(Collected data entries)
__________________________________________________
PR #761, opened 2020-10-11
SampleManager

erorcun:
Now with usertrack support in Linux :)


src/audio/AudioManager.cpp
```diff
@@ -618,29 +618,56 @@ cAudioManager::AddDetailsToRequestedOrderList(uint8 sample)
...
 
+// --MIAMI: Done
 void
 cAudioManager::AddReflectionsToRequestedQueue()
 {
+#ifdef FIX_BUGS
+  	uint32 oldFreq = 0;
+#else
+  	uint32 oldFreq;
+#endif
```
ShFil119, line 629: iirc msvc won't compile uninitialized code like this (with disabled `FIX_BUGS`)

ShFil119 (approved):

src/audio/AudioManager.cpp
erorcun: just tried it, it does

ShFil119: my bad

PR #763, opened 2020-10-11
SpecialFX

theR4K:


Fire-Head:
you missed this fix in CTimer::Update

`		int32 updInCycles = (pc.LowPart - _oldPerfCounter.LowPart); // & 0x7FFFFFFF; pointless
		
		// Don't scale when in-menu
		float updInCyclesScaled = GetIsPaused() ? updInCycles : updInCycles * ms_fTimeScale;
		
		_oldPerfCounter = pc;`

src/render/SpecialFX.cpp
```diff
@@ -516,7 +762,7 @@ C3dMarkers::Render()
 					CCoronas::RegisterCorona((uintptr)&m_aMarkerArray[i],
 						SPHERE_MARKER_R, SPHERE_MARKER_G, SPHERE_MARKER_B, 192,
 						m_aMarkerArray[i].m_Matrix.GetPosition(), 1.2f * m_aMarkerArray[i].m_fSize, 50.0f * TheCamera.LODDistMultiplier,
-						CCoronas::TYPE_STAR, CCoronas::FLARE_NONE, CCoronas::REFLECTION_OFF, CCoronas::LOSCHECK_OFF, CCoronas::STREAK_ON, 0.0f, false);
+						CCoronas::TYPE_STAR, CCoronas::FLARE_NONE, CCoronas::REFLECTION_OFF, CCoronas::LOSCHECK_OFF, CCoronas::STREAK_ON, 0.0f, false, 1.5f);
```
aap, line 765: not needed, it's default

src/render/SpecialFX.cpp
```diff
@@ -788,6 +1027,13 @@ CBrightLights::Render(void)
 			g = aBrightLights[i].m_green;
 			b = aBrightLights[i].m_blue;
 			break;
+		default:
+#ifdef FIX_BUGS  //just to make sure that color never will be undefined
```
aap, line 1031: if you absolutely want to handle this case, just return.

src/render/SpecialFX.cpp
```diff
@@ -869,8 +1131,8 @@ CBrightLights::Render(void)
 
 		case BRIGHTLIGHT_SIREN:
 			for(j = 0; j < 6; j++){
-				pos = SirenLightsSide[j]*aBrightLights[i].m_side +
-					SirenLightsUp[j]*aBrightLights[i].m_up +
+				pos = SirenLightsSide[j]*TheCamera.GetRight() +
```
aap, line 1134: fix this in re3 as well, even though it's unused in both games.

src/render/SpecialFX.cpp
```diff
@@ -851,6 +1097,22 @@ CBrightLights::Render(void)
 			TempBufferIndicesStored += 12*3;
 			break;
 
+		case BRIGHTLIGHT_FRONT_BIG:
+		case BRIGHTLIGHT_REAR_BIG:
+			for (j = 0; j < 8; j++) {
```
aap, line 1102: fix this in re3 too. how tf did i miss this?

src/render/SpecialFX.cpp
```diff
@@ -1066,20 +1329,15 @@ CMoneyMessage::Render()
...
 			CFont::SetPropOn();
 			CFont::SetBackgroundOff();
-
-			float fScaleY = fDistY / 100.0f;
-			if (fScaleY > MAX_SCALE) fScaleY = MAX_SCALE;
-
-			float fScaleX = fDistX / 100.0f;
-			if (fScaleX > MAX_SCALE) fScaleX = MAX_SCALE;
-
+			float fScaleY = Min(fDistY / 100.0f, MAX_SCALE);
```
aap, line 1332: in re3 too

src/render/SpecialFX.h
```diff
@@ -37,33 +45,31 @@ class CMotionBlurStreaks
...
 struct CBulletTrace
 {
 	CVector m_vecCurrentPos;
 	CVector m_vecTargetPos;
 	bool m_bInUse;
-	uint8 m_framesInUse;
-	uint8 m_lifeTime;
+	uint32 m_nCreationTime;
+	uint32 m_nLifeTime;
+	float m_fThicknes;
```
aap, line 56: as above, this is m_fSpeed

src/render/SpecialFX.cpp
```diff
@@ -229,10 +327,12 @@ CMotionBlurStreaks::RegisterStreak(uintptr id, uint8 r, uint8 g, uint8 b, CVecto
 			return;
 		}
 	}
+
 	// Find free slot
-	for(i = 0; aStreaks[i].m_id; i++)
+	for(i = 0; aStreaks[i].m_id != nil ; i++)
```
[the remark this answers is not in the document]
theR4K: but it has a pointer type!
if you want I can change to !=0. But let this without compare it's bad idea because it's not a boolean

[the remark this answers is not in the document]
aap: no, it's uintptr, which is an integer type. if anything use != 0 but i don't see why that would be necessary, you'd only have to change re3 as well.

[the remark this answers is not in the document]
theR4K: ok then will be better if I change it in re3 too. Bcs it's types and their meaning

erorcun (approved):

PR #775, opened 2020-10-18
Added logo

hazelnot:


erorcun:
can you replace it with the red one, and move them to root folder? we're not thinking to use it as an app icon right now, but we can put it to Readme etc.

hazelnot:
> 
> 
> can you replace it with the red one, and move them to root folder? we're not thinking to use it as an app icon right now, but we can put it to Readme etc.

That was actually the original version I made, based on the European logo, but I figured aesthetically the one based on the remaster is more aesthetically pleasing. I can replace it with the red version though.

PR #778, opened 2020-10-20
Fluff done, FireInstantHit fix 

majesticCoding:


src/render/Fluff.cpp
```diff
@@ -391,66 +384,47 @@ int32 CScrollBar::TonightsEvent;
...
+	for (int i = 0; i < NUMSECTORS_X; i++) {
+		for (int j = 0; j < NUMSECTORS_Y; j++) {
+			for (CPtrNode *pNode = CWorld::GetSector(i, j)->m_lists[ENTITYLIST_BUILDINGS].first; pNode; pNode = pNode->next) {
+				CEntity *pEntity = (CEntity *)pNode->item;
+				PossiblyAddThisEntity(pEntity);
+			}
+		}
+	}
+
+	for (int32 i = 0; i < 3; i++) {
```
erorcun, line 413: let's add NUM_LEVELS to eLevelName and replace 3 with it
__________________________________________________
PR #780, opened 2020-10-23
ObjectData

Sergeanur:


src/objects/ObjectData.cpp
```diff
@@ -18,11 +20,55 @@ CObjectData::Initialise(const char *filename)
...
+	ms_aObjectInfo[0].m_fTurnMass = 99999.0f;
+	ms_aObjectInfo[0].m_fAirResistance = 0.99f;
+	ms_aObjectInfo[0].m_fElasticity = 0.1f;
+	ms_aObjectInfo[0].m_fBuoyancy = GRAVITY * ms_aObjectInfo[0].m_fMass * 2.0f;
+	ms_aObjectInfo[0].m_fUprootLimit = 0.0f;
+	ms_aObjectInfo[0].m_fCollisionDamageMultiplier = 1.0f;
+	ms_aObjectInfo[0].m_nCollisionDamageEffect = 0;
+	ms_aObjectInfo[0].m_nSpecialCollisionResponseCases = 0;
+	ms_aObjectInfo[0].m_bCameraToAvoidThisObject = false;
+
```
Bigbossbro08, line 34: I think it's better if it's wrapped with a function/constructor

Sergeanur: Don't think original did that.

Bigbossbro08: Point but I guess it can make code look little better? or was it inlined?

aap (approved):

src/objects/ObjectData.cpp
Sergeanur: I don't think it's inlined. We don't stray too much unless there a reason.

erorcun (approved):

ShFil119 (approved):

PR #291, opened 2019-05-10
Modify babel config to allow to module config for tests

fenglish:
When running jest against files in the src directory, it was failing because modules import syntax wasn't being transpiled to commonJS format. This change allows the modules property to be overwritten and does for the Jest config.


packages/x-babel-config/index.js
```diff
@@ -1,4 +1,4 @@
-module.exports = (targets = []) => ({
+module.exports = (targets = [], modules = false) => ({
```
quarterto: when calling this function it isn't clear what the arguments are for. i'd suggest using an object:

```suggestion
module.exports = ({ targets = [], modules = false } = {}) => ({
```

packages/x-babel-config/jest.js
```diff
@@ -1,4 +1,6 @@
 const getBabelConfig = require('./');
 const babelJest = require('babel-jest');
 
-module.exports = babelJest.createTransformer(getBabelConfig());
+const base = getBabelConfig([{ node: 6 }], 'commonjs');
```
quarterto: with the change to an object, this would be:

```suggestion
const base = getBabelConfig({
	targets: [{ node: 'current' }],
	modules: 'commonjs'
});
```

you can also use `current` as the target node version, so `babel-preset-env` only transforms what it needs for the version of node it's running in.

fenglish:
__________________________________________________
Exercise details:
Each line above that includes the word "will" is to be copied.

Solution for this task:
+#ifdef FIX_BUGS  //just to make sure that color never will be undefined
theR4K: ok then will be better if I change it in re3 too. Bcs it's types and their meaning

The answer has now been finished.